## Your objective
Down to the final line, return the records unchanged.

■ ■ ■ ■ ■ ■ ■

Issue #6827, opened 2023-07-18
Can no longer user SSH host alias to install module from private repo


gavinhungry:
### Code to reproduce the issue:
```
pnpm i github:my_company/private_repo
```

### Expected behavior:
`pnpm` uses the `github` SSH alias to authenticate via private key, and installs the module from `private_repo`. This was the behavior in `pnpm` 8.6.7. This syntax *does* still work for public repositories.

```
# ~/.ssh/config

Host github
  HostName        github.com
  User            git
  IdentityFile    ~/.ssh/my_ssh_private_key
```

### Actual behavior:
`pnpm` instead prompts me for my GitHub username/password.

### Additional information:

 - `node -v` prints: v20.4.0
 - Windows, macOS, or Linux?: Linux

I assume this is related to #6805.

KSXGitHub:
So solving one bug causes another bug. This is going to be a long day.

KSXGitHub:
I can't reproduce:

![screenshot](https://github.com/pnpm/pnpm/assets/11488886/2b187e6f-8d4e-4d83-8706-b3345b43b6cc)

gavinhungry:
I can confirm that the above change (as tested in v8.6.9) is working as expected for me.

Thank you! :+1:

gavinhungry:
~~I can confirm that above change (as tested in v8.6.9) works as expected for me.~~

Whoops, I was reading the changelog notes from the [unmerged PR](https://github.com/pnpm/pnpm/pull/6829/files), and not the changelog from the actual [v8.6.9 release](https://github.com/pnpm/pnpm/releases/tag/v8.6.9), the latter indicating that it only reverted the fix from #6805.

I am happy to test this against your branch, however.

PR #6829, opened 2023-07-18
feat: fix regression regarding private git repo

KSXGitHub:
fixes https://github.com/pnpm/pnpm/issues/6827

We may need e2e tests for git repo to prevent further regression in the future.

Related PR that caused a regression: https://github.com/pnpm/pnpm/pull/6806

### DIFF
--- a/.changeset/new-lizards-trade.md
+++ b/.changeset/new-lizards-trade.md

■ ■ ■ ■ ■ ■ ■

## Solution to this problem
Issue #6827, opened 2023-07-18
Can no longer user SSH host alias to install module from private repo


gavinhungry:
### Code to reproduce the issue:
```
pnpm i github:my_company/private_repo
```

### Expected behavior:
`pnpm` uses the `github` SSH alias to authenticate via private key, and installs the module from `private_repo`. This was the behavior in `pnpm` 8.6.7. This syntax *does* still work for public repositories.

```
# ~/.ssh/config

Host github
  HostName        github.com
  User            git
  IdentityFile    ~/.ssh/my_ssh_private_key
```

### Actual behavior:
`pnpm` instead prompts me for my GitHub username/password.

### Additional information:

 - `node -v` prints: v20.4.0
 - Windows, macOS, or Linux?: Linux

I assume this is related to #6805.

KSXGitHub:
So solving one bug causes another bug. This is going to be a long day.

KSXGitHub:
I can't reproduce:

![screenshot](https://github.com/pnpm/pnpm/assets/11488886/2b187e6f-8d4e-4d83-8706-b3345b43b6cc)

gavinhungry:
I can confirm that the above change (as tested in v8.6.9) is working as expected for me.

Thank you! :+1:

gavinhungry:
~~I can confirm that above change (as tested in v8.6.9) works as expected for me.~~

Whoops, I was reading the changelog notes from the [unmerged PR](https://github.com/pnpm/pnpm/pull/6829/files), and not the changelog from the actual [v8.6.9 release](https://github.com/pnpm/pnpm/releases/tag/v8.6.9), the latter indicating that it only reverted the fix from #6805.

I am happy to test this against your branch, however.

PR #6829, opened 2023-07-18
feat: fix regression regarding private git repo

KSXGitHub:
fixes https://github.com/pnpm/pnpm/issues/6827

We may need e2e tests for git repo to prevent further regression in the future.

Related PR that caused a regression: https://github.com/pnpm/pnpm/pull/6806

### DIFF
--- a/.changeset/new-lizards-trade.md
+++ b/.changeset/new-lizards-trade.md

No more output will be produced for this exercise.